Details confuse people. 

The problem still exists and VCDS can't remove the old keys from the system.

1) Turn ignition to on without starting the car
2) Lock car through trunk (turn key clockwise twice)
3) Press unlock on remote, markers flash (or press unlock twice depending on the key I am trying to code)
4) Unlock car through trunk lock and then lock car through trunk lock
5) Remove key from lock and test remote function which does nothing
6) Check for codes in Central Locking and either 00955 or 00956 will display depending on the key I am trying to code

Fail.


----------



## GTI's (Nov 27, 2011)

Did you check here http://wiki.ross-tech.com/wiki/index.php/Audi_A4_(8D)_Central_Locking


----------



## SpacedOutStar (Aug 23, 2013)

GTI's said:


> Did you check here http://wiki.ross-tech.com/wiki/index.php/Audi_A4_(8D)_Central_Locking


Thanks for taking the time to post that, I did not see it so I gave it a try.
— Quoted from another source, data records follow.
PR #12794, opened 2026-08-27
Detect goo.gl shortlinks as an incompatible source

### LINKED ISSUE #12740: Regexes for detecting Google sources and imagery should also detect equivalent goo.gl shortlinks
### Description

Currently, iD offers a helpful warning when a changeset description or the changeset or object-level `source=*` tag contains a reference to Google. However, it only detects the URLs that contain the full google.com domain, rather than the shortened `goo.gl` equivalent, e.g. `https://maps.app.goo.gl/UX2Kv2GVQR9bkWwv5`. In [a changeset yesterday that I commented on](https://osm.org/changeset/187355985), a new user expressed surprise and frustration that iD didn't warn them about submitting data that was potentially from a clearly proprietary source before uploading their changeset, as they would have then known to make sure to avoid doing so before the changeset actually touched the database. More broadly, I regularly patrol for new changesets that have Google or goo.gl in the description or source, and there are a [fair few](https://osmcha.org/?filters=%7B%22date__gte%22%3A%5B%7B%22label%22%3A%222026-08-04T05%3A00%3A00.000Z%22%2C%22value%22%3A%222026-08-04T05%3A00%3A00.000Z%22%7D%5D%2C%22source%22%3A%5B%7B%22label%22%3A%22goo.gl%22%2C%22value%22%3A%22goo.gl%22%7D%5D%2C%22hide_whitelist%22%3A%5B%7B%22label%22%3A%22Yes%22%2C%22value%22%3A%22True%22%7D%5D%7D) that use the shortened version.

I can understand not wanting to go down the slippery slope of adding checks for any incompatible source, but given all the UI and infrastructure already exists to do this for non-shortened links (and mentions) of Google, it would just be a quick regex tweak to include shortlinks as well (rather than a whole new rule). Specifically, you'd just need to modify the regex on [line 18](https://github.com/openstreetmap/iD/blob/9b18ef296a1ae04f2072d02f0be5a38e0af74455/modules/validations/incompatible_source.ts#L18) of [validations/incompatible_source.ts](https://github.com/openstreetmap/iD/blob/develop/modules/validations/incompatible_source.ts#L18) from `/(google)/i` to `/(google|goo\.gl)/i`, and probably the exception regex on [line 19](https://github.com/openstreetmap/iD/blob/9b18ef296a1ae04f2072d02f0be5a38e0af74455/modules/validations/incompatible_source.ts#L19) from

```regex
/((books|drive)\.google|google\s?(books|drive|plus))|(esri\/Google_(Africa|Open)_Buildings)/i
```

to

```regex
/((books|drive)\.(google|goo\.gl)|google\s?(books|drive|plus))|(esri\/Google_(Africa|Open)_Buildings)/i
```

Similarly, the [regex used by the imagery blocklist](https://github.com/openstreetmap/iD/blob/develop/modules/services/osm.js#L36) does not detect `goo.gl` links, which resulted in other changesets by other users like [this one yesterday](https://www.osm.org/changeset/187323832) directly using prohibited Google imagery to map inside iD. That could probably be fixed in [`services/osm.js`](https://github.com/openstreetmap/iD/blob/develop/modules/services/osm.js#L36) by changing the regex on [line 36](https://github.com/openstreetmap/iD/blob/9b18ef296a1ae04f2072d02f0be5a38e0af74455/modules/services/osm.js#L36) from

```regex
/.*\.google(apis)?\..*\/(vt|kh)[\?\/].*([xyz]=.*){3}.*/
```
to something like

```regex
/.*\.(google(apis)?\..*\/(vt|kh)[\?\/].*([xyz]=.*){3}.*|goo\.gl\/.+)/
```

I note this regex is duplicated on [line 323](https://github.com/openstreetmap/iD/blob/9b18ef296a1ae04f2072d02f0be5a38e0af74455/modules/renderer/background.js#L323) of [`renderer/background.js`](https://github.com/openstreetmap/iD/blob/developmodules/renderer/background.js#L323), although given there was a reason it was duplicated rather than DRYly referenced I'm not sure if that should be updated too. It may also be prudent to create a regression test case for this in [the appropriate file](https://github.com/openstreetmap/iD/blob/develop/test/spec/validations/incompatible_source.js#L51).

Thanks!

### Screenshots

Expected:

Image

Actual:

Image

kunalKumar-13:
Fixes #12740

The Google rule in the incompatible-source validator matched only the literal
string `google`, so a shortened link like
`https://maps.app.goo.gl/UX2Kv2GVQR9bkWwv5` produced no warning even though it
points straight at Google Maps.

### Scope

@1ec5 settled the open question in the issue — since Google
[discontinued](https://developers.googleblog.com/en/google-url-shortener-links-will-no-longer-be-available/)
third-party use of the shortener, surviving links are effectively Google
properties only. So this matches the whole `goo.gl` domain rather than just
`maps.app.goo.gl`.

Deliberately left out, to keep this reviewable:

- **UTM tracking parameters** — @1ec5 asked for those to be tracked in a
  separate issue.
- **Adding `sites` to the exception regex** — suggested later in the thread but
  not confirmed by a maintainer, and it is a different question (which Google
  subdomains are *acceptable* sources) from this one.

### The change

```js
regex: /(google|\bgoo\.gl\b)/i,
```

Word boundaries matter here: without them `kangoo.gl` and `goo.glass` would both
be flagged. With them, `goo.gl`, `goo.gl/abc123` and `maps.app.goo.gl/…` match
while those two do not.

All three surfaces that warn about proprietary sources — the `source` tag
validator, the changeset comment check (`ui/commit.js`) and the changeset source
check (`ui/changeset_editor.js`) — go through `getIncompatibleSources()`, so one
rule change covers all of them.

### Tests

Four cases added to `test/spec/validations/incompatible_source.js`:

| Case | Expected |
|---|---|
| `https://maps.app.goo.gl/UX2Kv2GVQR9bkWwv5` | flagged |
| `goo.gl/abc123` | flagged |
| `kangoo.gl` | not flagged |
| `goo.glass` | not flagged |

The two positive cases fail on `develop` and pass here. The two negative cases
pass either way and are there to guard the word boundaries.

Full suite: **2265 passed**, 0 failures. `lint` and `tsc` clean.

### DIFF
--- a/modules/validations/incompatible_source.ts
+++ b/modules/validations/incompatible_source.ts
@@ -15,8 +15,9 @@ const incompatibleRules = [
   },
   {
     id: 'google',
-    // `goo.gl` is Google's link shortener. Third-party use was discontinued in
-    // 2025, so surviving links effectively point only at Google properties.
+    // `goo.gl` is Google's own link shortener. Third parties have not been able
+    // to create links on it since 2019, while Google products still generate
+    // them (`maps.app.goo.gl`), so a shortlink in a source is a Google source.
     regex: /(google|\bgoo\.gl\b)/i,
     exceptRegex: /((books|drive)\.google|google\s?(books|drive|plus))|(esri\/Google_(Africa|Open)_Buildings)/i
   }
--- a/modules/validations/incompatible_source.ts
+++ b/modules/validations/incompatible_source.ts
@@ -19,7 +19,7 @@ const incompatibleRules = [
     // to create links on it since 2019, while Google products still generate
     // them (`maps.app.goo.gl`), so a shortlink in a source is a Google source.
     regex: /(google|\bgoo\.gl\b)/i,
-    exceptRegex: /((books|drive)\.google|google\s?(books|drive|plus))|(esri\/Google_(Africa|Open)_Buildings)/i
+    exceptRegex: /((books|drive|sites)\.(google|goo\.gl)|google\s?(books|drive|plus))|(esri\/Google_(Africa|Open)_Buildings)/i
   }
 ];
 
--- a/modules/validations/incompatible_source.ts
+++ b/modules/validations/incompatible_source.ts
@@ -15,7 +15,9 @@ const incompatibleRules = [
   },
   {
     id: 'google',
-    regex: /(google)/i,
+    // `goo.gl` is Google's link shortener. Third-party use was discontinued in
+    // 2025, so surviving links effectively point only at Google properties.
+    regex: /(google|\bgoo\.gl\b)/i,
     exceptRegex: /((books|drive)\.google|google\s?(books|drive|plus))|(esri\/Google_(Africa|Open)_Buildings)/i
   }
 ];
--- a/CHANGELOG.md
+++ b/CHANGELOG.md
@@ -42,6 +42,7 @@ _Breaking developer changes, which may affect downstream projects or sites that 
 #### :scissors: Operations
 #### :camera: Street-Level
 #### :white_check_mark: Validation
+* Warn about `goo.gl` shortlinks as sources, alongside full Google URLs ([#12740])
 #### :bug: Bugfixes
 #### :earth_asia: Localization
 #### :hourglass: Performance
@@ -51,6 +52,7 @@ _Breaking developer changes, which may affect downstream projects or sites that 
 * Drop code previously responsible for _maprules_ integration (which has been defunct for a while now) ([#12679])
 
 [#9732]: https://github.com/openstreetmap/iD/pull/9732
+[#12740]: https://github.com/openstreetmap/iD/issues/12740
 [#12679]: https://github.com/openstreetmap/iD/pull/12679
 
 
--- a/test/spec/validations/incompatible_source.js
+++ b/test/spec/validations/incompatible_source.js
@@ -102,4 +102,12 @@ describe('iD.validations.incompatible_source', function () {
         var issues = validate();
         expect(issues).toHaveLength(0);
     });
+
+    it('does not flag a Google Sites page', function() {
+        // Google Sites pages are user-generated; Google holds no copyright
+        // interest in the content, so they are a legitimate source.
+        createWay({ amenity: 'cafe', building: 'yes', name: 'Key Largo Café', source: 'https://sites.google.com/view/key-largo-cafe'});
+        var issues = validate();
+        expect(issues).toHaveLength(0);
+    });
 });
--- a/test/spec/validations/incompatible_source.js
+++ b/test/spec/validations/incompatible_source.js
@@ -74,4 +74,32 @@ describe('iD.validations.incompatible_source', function () {
         var issues = validate();
         expect(issues).toHaveLength(0);
     });
+
+    it('flags way with a goo.gl shortlink as source', function() {
+        createWay({ amenity: 'cafe', building: 'yes', name: 'Key Largo Café', source: 'https://maps.app.goo.gl/UX2Kv2GVQR9bkWwv5'});
+        var issues = validate();
+        expect(issues).toHaveLength(1);
+        var issue = issues[0];
+        expect(issue.type).toEqual('incompatible_source');
+        expect(issue.entityIds).toHaveLength(1);
+        expect(issue.entityIds[0]).toEqual('w-1');
+    });
+
+    it('flags way with a bare goo.gl source', function() {
+        createWay({ amenity: 'cafe', building: 'yes', name: 'Key Largo Café', source: 'goo.gl/abc123'});
+        var issues = validate();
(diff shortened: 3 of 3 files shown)


kunalKumar-13:
Good catch on the date — corrected in 2be1fc8. 2025 was the deactivation date for unused links, not when third-party use ended; new third-party links stopped in 2019. The comment now states the fact the rule actually rests on: third parties can't create `goo.gl` links, while Google products still generate them (`maps.app.goo.gl`).

kunalKumar-13:
Disclosure I should have put at the top when opening this: the change and tests
here were written with AI assistance. The full suite passes locally (2265 tests,
0 failures) and the two positive tests fail on `develop`, so the regex change is
doing the work the tests claim.

Apologies for not flagging it up front — I've since seen your note on #12630 that
disclosure belongs at the start rather than the end. Happy to answer questions on
any part of it, or to close this if the project would rather not take
AI-assisted changes.

modules/validations/incompatible_source.ts
```diff
@@ -15,7 +15,10 @@ const incompatibleRules = [
   },
   {
     id: 'google',
-    regex: /(google)/i,
+    // `goo.gl` is Google's own link shortener. Third parties have not been able
+    // to create links on it since 2019, while Google products still generate
+    // them (`maps.app.goo.gl`), so a shortlink in a source is a Google source.
+    regex: /(google|\bgoo\.gl\b)/i,
```
k-yle, line 21: please take a look at https://github.com/openstreetmap/iD/issues/12740#issuecomment-5320947194 - no one has replied, but I agree that it's reasonable to allow Google Sites, since some businesses use the default domains for their website. @CAM-Gerlach looks over a lot changesets, so if it's been seen in the wild, then it should probably be allowed

k-yle (changes requested):

kunalKumar-13:
Thanks — done in 9489042.

I've added `sites` to the exception and, following the regex in [#12740](https://github.com/openstreetmap/iD/issues/12740#issuecomment-5320947194), widened the exception's domain alternation to `(google|goo\.gl)` so the shortener's subdomains are covered the same way:

```
exceptRegex: /((books|drive|sites)\.(google|goo\.gl)|google\s?(books|drive|plus))|(esri\/Google_(Africa|Open)_Buildings)/i
```

Checked the resulting behaviour:

```
allow   https://sites.google.com/view/some-business
allow   https://books.google.com/...
allow   https://drive.google.com/...
FLAG    https://goo.gl/abc
FLAG    https://maps.app.goo.gl/xyz
FLAG    https://www.google.com/maps
```

So Google Sites is allowed while the shortlink detection this PR is about still works. 12 tests pass, and reverting just the regex fails the one added test.

On the Copilot note about the date: that was corrected earlier in 2be1fc8 — the comment now says third parties have not been able to create `goo.gl` links since 2019, with 2025 being the deactivation date for existing ones.

kunalKumar-13:
@k-yle Google Sites is allowed now — `sites` is in the `exceptRegex` alongside `books` and `drive`, pushed in 9489042.

Agreed with the reasoning on [#12740](https://github.com/openstreetmap/iD/issues/12740#issuecomment-5320947194): businesses do use the default domains for their site, so a Google Sites URL is a real website rather than an incompatible source.

Ready for another look when you have time.

CAM-Gerlach:
Just a quick heads up @k-yle -- you probably noticed already and not sure whether it bothers you, but to be clear you're talking to an LLM rather than a human contributor (even before I saw the em-dash-palooza, the tone and structure made it quite obvious).

k-yle:
yeah, it's quite a weird vibe... but that's the consequence of the magic label https://github.com/openstreetmap/iD/labels/new%20contributor%20opportunity , which is like a magnet for LLMs. i'm not sure why or how it works, but it usually leads to someone sending a PR within a matter of hours

k-yle (approved):
my previous comments were addressed. i'll leave this for someone else to look at

CAM-Gerlach:
> that's the consequence of the magic label new contributor opportunity , which is like a magnet for LLMs. i'm not sure why or how it works, but it usually leads to someone sending a PR within a matter of hours

Yeah, we've had the same issue on the repos I maintain and was just talking about it yesterday with a bunch of other maintainers when deciding how to surface good first issues for cohort of new company-sponsored developers looking to contribute to our projects, so that they can easily find good first issues to get them up to speed without the LLMs snapping them up. At least on the Spyder repo, we have the label `help wanted: easy` which while not ideal in terms of messaging (they often aren't _actually_ that easy per say) we find at least anecdotally we get a lot fewer LLM contributions versus, say, with the `good first issue` label we use on the Python repo (albeit that's a higher profile target in general; even before LLMs we've always had to deal with spam PRs there).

I have tried the matching part and the turns flash so it sees the keys and leaves the code 00955/00956 but won't match them. I tried the unlock 5 times and waiting 6 seconds as per the start of that page and it does not clear the two remotes that are already in there. Because Key 2 was was working fine and then just stopped I am thinking the central locking controller has some kind of issue. It is dry and works in most ways so there must be an issue with the actual controller.

Thanks for posting, one more thing to check off of the list.


----------



## Batnedas (Jun 26, 2019)

*Hi Bro*

Hi Bro Did you fixed your problem ,cause i am having the same issue ,please help me if you found a solution i will be greatfull ,Cheers !


----------